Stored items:
PR #165, opened 2015-04-05
(optionally) include location info in LoggedException log message

boegel:
ported from https://github.com/hpcugent/easybuild-framework/pull/1249

### DIFF
--- a/lib/vsc/utils/exceptions.py
+++ b/lib/vsc/utils/exceptions.py
@@ -99,10 +99,7 @@ class LoggedException(Exception):
             # i.e. starting with an entry from LOC_INFO_TOP_PKG_NAMES
             path_parts = frameinfo[1].split(os.path.sep)
             top_indices = [path_parts.index(n) for n in self.LOC_INFO_TOP_PKG_NAMES if n in path_parts]
-            if top_indices:
-                relpath = os.path.join(*path_parts[max(top_indices):])
-            else:
-                relpath = os.path.join(*path_parts)
+            relpath = os.path.join(*path_parts[max(top_indices or [0]):])
 
             # include location info at the end of the message
             # for example: "Nope, giving up (at easybuild/tools/somemodule.py:123 in some_function)"
--- a/lib/vsc/utils/exceptions.py
+++ b/lib/vsc/utils/exceptions.py
@@ -98,9 +98,11 @@ class LoggedException(Exception):
             # determine short location of Python module where error was raised from,
             # i.e. starting with an entry from LOC_INFO_TOP_PKG_NAMES
             path_parts = frameinfo[1].split(os.path.sep)
-            relpath = path_parts.pop()
-            while path_parts and not any([relpath.startswith(n + os.path.sep) for n in self.LOC_INFO_TOP_PKG_NAMES]):
-                relpath = os.path.join(path_parts.pop() or os.path.sep, relpath)
+            top_indices = [path_parts.index(n) for n in self.LOC_INFO_TOP_PKG_NAMES if n in path_parts]
+            if top_indices:
+                relpath = os.path.join(path_parts[max(top_indices):])
+            else:
+                relpath = os.path.join(path_parts)
 
             # include location info at the end of the message
             # for example: "Nope, giving up (at easybuild/tools/somemodule.py:123 in some_function)"
--- a/lib/vsc/utils/exceptions.py
+++ b/lib/vsc/utils/exceptions.py
@@ -89,7 +89,7 @@ class LoggedException(Exception):
             frames_up = 1
             if self.__class__ != LoggedException:
                 # move a level up when this instance is derived from LoggedException
-                frames_up = 1
+                frames_up += 1
 
             # figure out where error was raised from
             # current frame: this constructor, one frame above: location where this EasyBuildError was created/raised
--- a/lib/vsc/utils/exceptions.py
+++ b/lib/vsc/utils/exceptions.py
@@ -31,6 +31,7 @@ Module providing custom exceptions.
 """
 import inspect
 import logging
+import os
 from vsc.utils import fancylogger
 
 
@@ -69,6 +70,8 @@ class LoggedException(Exception):
     # name of logging method to use
     # must accept an argument of type string, i.e. the log message, and an optional list of formatting arguments
     LOGGING_METHOD_NAME = 'error'
+    # list of top-level package names to use to format location info; None implies not to include location info
+    LOC_INFO_TOP_PKG_NAMES = []
 
     def __init__(self, msg, *args, **kwargs):
         """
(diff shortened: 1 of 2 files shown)


boegel:
@stdweird: please review

lib/vsc/utils/exceptions.py
```diff
@@ -81,6 +84,27 @@ def __init__(self, msg, *args, **kwargs):
...
 
+        if self.LOC_INFO_TOP_PKG_NAMES is not None:
+            # determine correct frame to fetch location information from
+            frames_up = 1
+            if self.__class__ != LoggedException:
+                # move a level up when this instance is derived from LoggedException
+                frames_up += 1
+
+            # figure out where error was raised from
+            # current frame: this constructor, one frame above: location where this EasyBuildError was created/raised
```
stdweird: `EasyBuildError` -> `LoggedException`

lib/vsc/utils/exceptions.py
```diff
@@ -81,6 +84,27 @@ def __init__(self, msg, *args, **kwargs):
...
+            frameinfo = inspect.getouterframes(inspect.currentframe())[frames_up]
+
+            # determine short location of Python module where error was raised from (starting with 'easybuild/' or 'vsc/')
```
stdweird: remove `easybuild / vsc`; explain the usage of `LOC_INFO_TOP_PKG_NAMES` instead

lib/vsc/utils/exceptions.py
```diff
@@ -81,6 +84,27 @@ def __init__(self, msg, *args, **kwargs):
...
+            path_parts = frameinfo[1].split(os.path.sep)
+            relpath = path_parts.pop()
+            while path_parts and not any([relpath.startswith(n + os.path.sep) for n in self.LOC_INFO_TOP_PKG_NAMES]):
```
stdweird: `relpath` can't have a `os.path.sep`, because it's an element of a `.split(os.path.sep)`, so the `any` is always false.
i have no idea what you are trying to do here tough

lib/vsc/utils/exceptions.py
```diff
@@ -81,6 +84,27 @@ def __init__(self, msg, *args, **kwargs):
...
+                relpath = os.path.join(path_parts.pop() or os.path.sep, relpath)
```
stdweird: what's the intention of `path_parts.pop() or os.path.sep`? can this ever occur at all?

lib/vsc/utils/exceptions.py
boegel: no, it's not always false, since `relpath` is updated via `os.path.join` in the body of the while loop

I'm using the `os.path.sep` as an 'end of name' marker to make sure I don't have a partial match, e.g.:

```python
'easybuild/tools/filetools.py'.startswith('easybuild/') == True
'easybuild-framework/easybuild/tools/filetools.py'.startswith('easybuild/') == False
```

What I'm doing here is trimming something like `/home/kehoste/easybuild-framework/easybuild/tools/filetools.py` down to just `easybuild/tools/filetools.py`

I agree this looks rather strange, but I haven't found a better to do this.

lib/vsc/utils/exceptions.py
boegel: `path_parts` is a list like `['', 'home', 'kehoste', 'easybuild-framework', 'easybuild', 'tools', 'filetools.py']`, so I'm taking the end of the list until I have something that starts with `easybuid/` (or `vsc/`)

boegel:
@stdweird: remarks fixed or replied to, please rereview

lib/vsc/utils/exceptions.py
```diff
@@ -81,6 +84,28 @@ def __init__(self, msg, *args, **kwargs):
...
+
+            # figure out where error was raised from
+            # current frame: this constructor, one frame above: location where this LoggedException was created/raised
+            frameinfo = inspect.getouterframes(inspect.currentframe())[frames_up]
+
+            # determine short location of Python module where error was raised from,
+            # i.e. starting with an entry from LOC_INFO_TOP_PKG_NAMES
+            path_parts = frameinfo[1].split(os.path.sep)
+            relpath = path_parts.pop()
+            while path_parts and not any([relpath.startswith(n + os.path.sep) for n in self.LOC_INFO_TOP_PKG_NAMES]):
```
stdweird: see previous remarks: relpath can't have a `os.path.sep`, so this is always false

lib/vsc/utils/exceptions.py
```diff
@@ -81,6 +84,28 @@ def __init__(self, msg, *args, **kwargs):
...
+                relpath = os.path.join(path_parts.pop() or os.path.sep, relpath)
```
stdweird: see previous remark: the `or` part can't be reached

lib/vsc/utils/exceptions.py
boegel: copy-pasting from reply to remark, which is hidden due to the updates:

no, it's not always false, since `relpath` is updated via `os.path.join` in the body of the while loop

I'm using the `os.path.sep` as an 'end of name' marker to make sure I don't have a partial match, e.g.:

```python
'easybuild/tools/filetools.py'.startswith('easybuild/') == True
'easybuild-framework/easybuild/tools/filetools.py'.startswith('easybuild/') == False
```

What I'm doing here is trimming something like `/home/kehoste/easybuild-framework/easybuild/tools/filetools.py` down to just `easybuild/tools/filetools.py`

I agree this looks rather strange, but I haven't found a better to do this.

`path_parts` is a list like `['', 'home', 'kehoste', 'easybuild-framework', 'easybuild', 'tools', 'filetools.py']`, so I'm taking the end of the list until I have something that starts with `easybuid/` (or `vsc/`)

stdweird: so it's like
```
path_parts = frameinfo[1].split(os.path.sep)
shortest = max([path_parts.index(n) for n in self.LOC_INFO_TOP_PKG_NAMES if n in path_parts])
relpath = os.path.join(path_parts[max:])
```
(and deal with empty list in `max` etc etc)

boegel: that works too, I like it

boegel:
@stdweird: remark fixed, please rereview

lib/vsc/utils/exceptions.py
```diff
@@ -81,6 +84,30 @@ def __init__(self, msg, *args, **kwargs):
...
+
+            # figure out where error was raised from
+            # current frame: this constructor, one frame above: location where this LoggedException was created/raised
+            frameinfo = inspect.getouterframes(inspect.currentframe())[frames_up]
+
+            # determine short location of Python module where error was raised from,
+            # i.e. starting with an entry from LOC_INFO_TOP_PKG_NAMES
+            path_parts = frameinfo[1].split(os.path.sep)
+            top_indices = [path_parts.index(n) for n in self.LOC_INFO_TOP_PKG_NAMES if n in path_parts]
+            if top_indices:
```
stdweird: replace if/else with
```python
relpath = os.path.join(*path_parts[max(top_indices or [0]):])
```
(or `+` instead of `or`; it doesn't really matter)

■ TASK PROMPT
The lines you need are those with the word "since"; list them from the entries.

■ THE ANSWER
boegel: no, it's not always false, since `relpath` is updated via `os.path.join` in the body of the while loop
no, it's not always false, since `relpath` is updated via `os.path.join` in the body of the while loop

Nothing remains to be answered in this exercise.